** Data supplied follows **

PR #8178, opened 2022-02-12
Bump ring size to 16 for v15

j-berman:
As per:
- https://github.com/monero-project/research-lab/issues/79
- https://github.com/monero-project/meta/issues/655

-----

This PR follows the "double fork" pattern to allow ring sizes of either 11 or 16 during a grace period, and then requires 16. This way users of updated wallets who submit tx's right before the fork height that make it into the pool will still have their tx's processed.

Also removed the obsolete command to allow users to set a default ring size in the client. Updated wallets will start to use ring size 16 at the fork height.

------

I'm currently syncing the chain from scratch with this code as a sanity check. Currently on block ~2.3mn, which is after the latest fork. Will update here when finished. Update: synced from scratch successfully.

### DIFF
--- a/src/cryptonote_core/blockchain.cpp
+++ b/src/cryptonote_core/blockchain.cpp
@@ -3309,7 +3309,7 @@ bool Blockchain::check_tx_inputs(transaction& tx, tx_verification_context &tvc, 
     size_t n_unmixable = 0, n_mixable = 0;
     size_t min_actual_mixin = std::numeric_limits<size_t>::max();
     size_t max_actual_mixin = 0;
-    const size_t min_mixin = hf_version >= HF_VERSION_MIN_MIXIN_10 ? 10 : hf_version >= HF_VERSION_MIN_MIXIN_6 ? 6 : hf_version >= HF_VERSION_MIN_MIXIN_4 ? 4 : 2;
+    const size_t min_mixin = hf_version >= HF_VERSION_MIN_MIXIN_15 ? 15 : hf_version >= HF_VERSION_MIN_MIXIN_10 ? 10 : hf_version >= HF_VERSION_MIN_MIXIN_6 ? 6 : hf_version >= HF_VERSION_MIN_MIXIN_4 ? 4 : 2;
     for (const auto& txin : tx.vin)
     {
       // non txin_to_key inputs will be rejected below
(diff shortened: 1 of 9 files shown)


rbrunner7:
I tried to review but bumped against a partial lack of knowledge:

Is there an explanation somewhere about the meaning of *unmixable* and how a tx looks if I build it today that has such unmixable outputs? If not I would be glad for some short explanations; I tried to get the "mechanics" of unmixable / pre-RingCT / post-RingCT txs from the code alone but could not break through.

My current understanding that has still some holes in it sees errors both in the "old" now-active code as well as in your new code, but that does not seem very probable ...

j-berman:
> Is there an explanation somewhere about the meaning of unmixable and how a tx looks if I build it today that has such unmixable outputs?

Before RingCT, transparent amount outputs could only mix with other outputs of the same amount. Let's say back in the pre-RingCT days, I sent you an output worth 0.0004 Monero, and no other 0.0004 amount outputs ever came into existence in the chain (hypothetical). This 0.0004 Monero output is thus "unmixable", since there aren't 10 other decoy outputs of the same amount with which you can mix this output with today. In this case, consensus allows you to construct a pre-RingCT transaction with a ring size of 1, where the 0.0004 amount output is used as an input, and pre-RingCT outputs come out on the other end. 

To simulate this, you can set up a test network where you mine a bunch of pre-RingCT outputs, then advance the hard fork to current, then call `sweep_unmixable` in `monero-wallet-cli` and check the tx

tobtoht (approved):
Reviewed.

rbrunner7 (approved):

src/cryptonote_core/blockchain.cpp
```diff
@@ -3321,14 +3321,12 @@ bool Blockchain::check_tx_inputs(transaction& tx, tx_verification_context &tvc,
...
-      MERROR_VER("Tx " << get_transaction_hash(tx) << " has invalid ring size (" << (min_actual_mixin + 1) << "), it should be 11");
-      tvc.m_low_mixin = true;
-      return false;
-    }
-
-    if (min_actual_mixin < min_mixin)
+    // The only circumstance where ring sizes less than expected are
+    // allowed is when spending unmixable non-RCT outputs in the chain.
+    // Caveat: at HF_VERSION_MIN_MIXIN_15, temporarly allow ring sizes
+    // of 10 are to allow a grace period in the transition to larger
```
moneromooo-monero, line 3327: 11

moneromooo-monero (commented):
The simplewallet default ring change has nothing to do with the ring size consensus change, and should not be in the same patch at all.
The other patch is pretty much pointless, but doesn't hurt I guess.
The rest looks good.

j-berman:
@moneromooo-monero  depending on the value of `DEFAULT_MIX`, simplewallet wouldn't be able to construct tx's (either before or after the fork) if it's not updated to use `m_wallet->min_ring_size()` instead of `DEFAULT_MIX` (it would fail in [this if statement](https://github.com/monero-project/monero/blob/70ceab6c104d5792a7dbbe96efbcc9efcb51c822/src/simplewallet/simplewallet.cpp#L6533-L6542)). Given that, does the change to use `min_ring_size()` still belong in a different PR or did I misread that suggestion?

Also, instead of getting rid of the command to set the default ring size in this PR, what if I just change the logic of `set_default_ring_size` to stop using the constants `DEFAULT_MIX` and `MIN_RING_SIZE` and always call `m_wallet->min_ring_size()`?

AFAICT, this ring size bump is the first one happening *after* the fixed ring size is already required, which is why I can't update the constants to the higher ring size in simplewallet (or leave them as is) otherwise it behaves incorrectly. That's why usage of the constants in simplewallet seemed worth updating in this PR (and I figured might as well just remove the command to set the default ring size instead of messing with that logic)

moneromooo-monero:
I meant that two very different things should be in different patches. I'm fine with the change itself. But I see your point now, I guess it's ok since there is a good reason, which I did not realize before.

rbrunner7 (approved):
Checked / reviewed again after rebase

** End of Data supplied **

Requirement
Among the lines above, count those containing the word "guess" and write only the number.

Answer to this problem
2